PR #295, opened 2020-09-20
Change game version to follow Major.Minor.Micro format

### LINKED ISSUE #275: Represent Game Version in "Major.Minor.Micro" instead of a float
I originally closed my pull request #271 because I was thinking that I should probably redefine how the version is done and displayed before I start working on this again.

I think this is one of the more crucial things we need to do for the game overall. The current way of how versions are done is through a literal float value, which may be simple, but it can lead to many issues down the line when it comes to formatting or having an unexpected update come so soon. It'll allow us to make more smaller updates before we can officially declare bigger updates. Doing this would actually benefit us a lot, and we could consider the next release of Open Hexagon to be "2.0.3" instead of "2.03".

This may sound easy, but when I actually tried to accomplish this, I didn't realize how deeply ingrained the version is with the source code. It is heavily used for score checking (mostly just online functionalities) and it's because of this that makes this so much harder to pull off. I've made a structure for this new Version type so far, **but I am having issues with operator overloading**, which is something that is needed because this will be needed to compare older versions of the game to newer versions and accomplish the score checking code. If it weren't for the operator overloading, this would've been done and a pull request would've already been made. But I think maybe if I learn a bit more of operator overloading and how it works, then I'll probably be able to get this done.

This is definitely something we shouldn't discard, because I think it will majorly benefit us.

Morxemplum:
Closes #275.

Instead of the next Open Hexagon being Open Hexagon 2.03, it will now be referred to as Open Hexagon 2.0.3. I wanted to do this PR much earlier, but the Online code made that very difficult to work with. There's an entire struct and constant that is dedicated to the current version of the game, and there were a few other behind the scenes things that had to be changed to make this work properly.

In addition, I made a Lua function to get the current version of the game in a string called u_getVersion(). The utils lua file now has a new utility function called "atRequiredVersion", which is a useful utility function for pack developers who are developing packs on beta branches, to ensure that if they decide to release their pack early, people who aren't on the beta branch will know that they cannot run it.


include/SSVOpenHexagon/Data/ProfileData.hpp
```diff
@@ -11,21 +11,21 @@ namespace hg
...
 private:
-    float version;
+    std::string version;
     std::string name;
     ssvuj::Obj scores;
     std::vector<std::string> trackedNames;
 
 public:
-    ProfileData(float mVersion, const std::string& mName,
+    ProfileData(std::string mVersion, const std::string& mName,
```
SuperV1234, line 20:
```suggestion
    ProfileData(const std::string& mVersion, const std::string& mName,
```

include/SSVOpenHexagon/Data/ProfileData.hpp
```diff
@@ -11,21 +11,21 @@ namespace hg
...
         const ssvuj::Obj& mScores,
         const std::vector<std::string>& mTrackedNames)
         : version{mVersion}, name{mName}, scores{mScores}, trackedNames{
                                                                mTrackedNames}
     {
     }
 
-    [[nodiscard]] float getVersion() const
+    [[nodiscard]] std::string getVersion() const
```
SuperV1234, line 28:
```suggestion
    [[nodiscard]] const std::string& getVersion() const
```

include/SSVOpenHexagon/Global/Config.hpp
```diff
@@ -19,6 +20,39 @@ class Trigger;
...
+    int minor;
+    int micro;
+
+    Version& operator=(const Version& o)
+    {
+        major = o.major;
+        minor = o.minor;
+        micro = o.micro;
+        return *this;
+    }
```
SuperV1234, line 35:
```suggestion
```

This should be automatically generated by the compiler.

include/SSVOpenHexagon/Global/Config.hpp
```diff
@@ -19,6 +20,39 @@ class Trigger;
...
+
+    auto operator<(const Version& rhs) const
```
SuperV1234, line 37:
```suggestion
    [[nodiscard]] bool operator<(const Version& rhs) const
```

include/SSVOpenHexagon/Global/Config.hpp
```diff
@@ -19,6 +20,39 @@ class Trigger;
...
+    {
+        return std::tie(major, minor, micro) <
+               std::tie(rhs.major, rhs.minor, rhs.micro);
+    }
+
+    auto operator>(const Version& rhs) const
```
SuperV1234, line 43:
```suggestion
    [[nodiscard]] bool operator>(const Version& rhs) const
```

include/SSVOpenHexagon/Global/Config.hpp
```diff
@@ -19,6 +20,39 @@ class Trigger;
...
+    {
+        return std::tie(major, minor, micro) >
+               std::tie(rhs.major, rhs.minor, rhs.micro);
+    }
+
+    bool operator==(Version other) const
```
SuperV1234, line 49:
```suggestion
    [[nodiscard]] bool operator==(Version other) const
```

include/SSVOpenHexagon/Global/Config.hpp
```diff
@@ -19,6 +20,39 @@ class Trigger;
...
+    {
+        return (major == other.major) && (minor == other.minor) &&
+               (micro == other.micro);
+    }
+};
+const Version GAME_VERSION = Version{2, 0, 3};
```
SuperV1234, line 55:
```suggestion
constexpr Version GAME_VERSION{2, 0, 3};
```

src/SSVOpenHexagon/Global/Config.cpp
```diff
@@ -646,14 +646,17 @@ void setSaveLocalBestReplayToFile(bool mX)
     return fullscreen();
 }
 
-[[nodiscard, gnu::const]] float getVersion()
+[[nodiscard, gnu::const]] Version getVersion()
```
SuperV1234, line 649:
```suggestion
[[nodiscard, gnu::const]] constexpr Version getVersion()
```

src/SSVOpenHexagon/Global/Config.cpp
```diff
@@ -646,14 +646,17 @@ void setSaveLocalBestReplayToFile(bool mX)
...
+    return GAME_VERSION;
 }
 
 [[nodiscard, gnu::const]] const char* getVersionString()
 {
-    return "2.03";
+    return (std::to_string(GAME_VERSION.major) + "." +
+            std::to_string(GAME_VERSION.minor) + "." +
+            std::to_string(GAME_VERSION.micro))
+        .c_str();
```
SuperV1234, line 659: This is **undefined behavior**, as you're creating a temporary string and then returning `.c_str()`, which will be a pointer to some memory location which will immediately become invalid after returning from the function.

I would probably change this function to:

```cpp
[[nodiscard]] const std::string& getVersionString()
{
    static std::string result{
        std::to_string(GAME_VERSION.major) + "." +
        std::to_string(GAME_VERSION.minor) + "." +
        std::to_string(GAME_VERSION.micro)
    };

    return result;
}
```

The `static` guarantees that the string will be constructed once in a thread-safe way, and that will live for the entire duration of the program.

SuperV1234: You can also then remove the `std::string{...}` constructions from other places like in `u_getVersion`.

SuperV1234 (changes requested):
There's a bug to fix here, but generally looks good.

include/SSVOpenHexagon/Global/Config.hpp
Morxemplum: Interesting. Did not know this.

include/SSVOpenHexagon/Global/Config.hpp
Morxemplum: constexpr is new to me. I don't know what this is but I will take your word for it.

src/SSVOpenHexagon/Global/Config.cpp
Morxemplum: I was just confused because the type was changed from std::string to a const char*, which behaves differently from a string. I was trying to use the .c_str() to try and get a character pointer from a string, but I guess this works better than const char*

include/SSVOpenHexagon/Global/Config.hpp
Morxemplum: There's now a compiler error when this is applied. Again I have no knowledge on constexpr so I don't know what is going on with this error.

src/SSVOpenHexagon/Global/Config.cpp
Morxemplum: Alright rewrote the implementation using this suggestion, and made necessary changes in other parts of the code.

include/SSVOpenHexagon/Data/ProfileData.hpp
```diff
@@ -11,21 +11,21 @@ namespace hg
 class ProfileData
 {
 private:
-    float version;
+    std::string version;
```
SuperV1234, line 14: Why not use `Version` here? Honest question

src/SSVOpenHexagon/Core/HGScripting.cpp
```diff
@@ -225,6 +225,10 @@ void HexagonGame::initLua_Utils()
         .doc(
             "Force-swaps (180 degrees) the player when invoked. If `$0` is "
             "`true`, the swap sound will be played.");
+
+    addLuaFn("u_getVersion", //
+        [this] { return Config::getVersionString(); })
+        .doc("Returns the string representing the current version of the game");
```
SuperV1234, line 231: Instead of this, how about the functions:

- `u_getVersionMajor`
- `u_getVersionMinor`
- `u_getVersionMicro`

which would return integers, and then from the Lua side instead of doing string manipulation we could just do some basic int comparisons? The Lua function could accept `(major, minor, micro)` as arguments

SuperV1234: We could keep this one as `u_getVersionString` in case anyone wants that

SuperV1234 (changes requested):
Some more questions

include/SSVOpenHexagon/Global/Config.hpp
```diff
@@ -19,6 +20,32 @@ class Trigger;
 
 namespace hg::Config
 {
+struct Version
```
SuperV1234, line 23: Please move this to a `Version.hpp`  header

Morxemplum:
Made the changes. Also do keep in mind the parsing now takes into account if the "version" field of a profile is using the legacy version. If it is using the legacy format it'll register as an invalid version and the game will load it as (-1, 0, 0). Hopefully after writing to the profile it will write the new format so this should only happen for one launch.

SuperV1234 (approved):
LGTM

····················

→ **WORK TO BE COMPLETED**:
Count each line of the listing that contains "changed" and give the count alone.

→ **TASK RESPONSE**:
2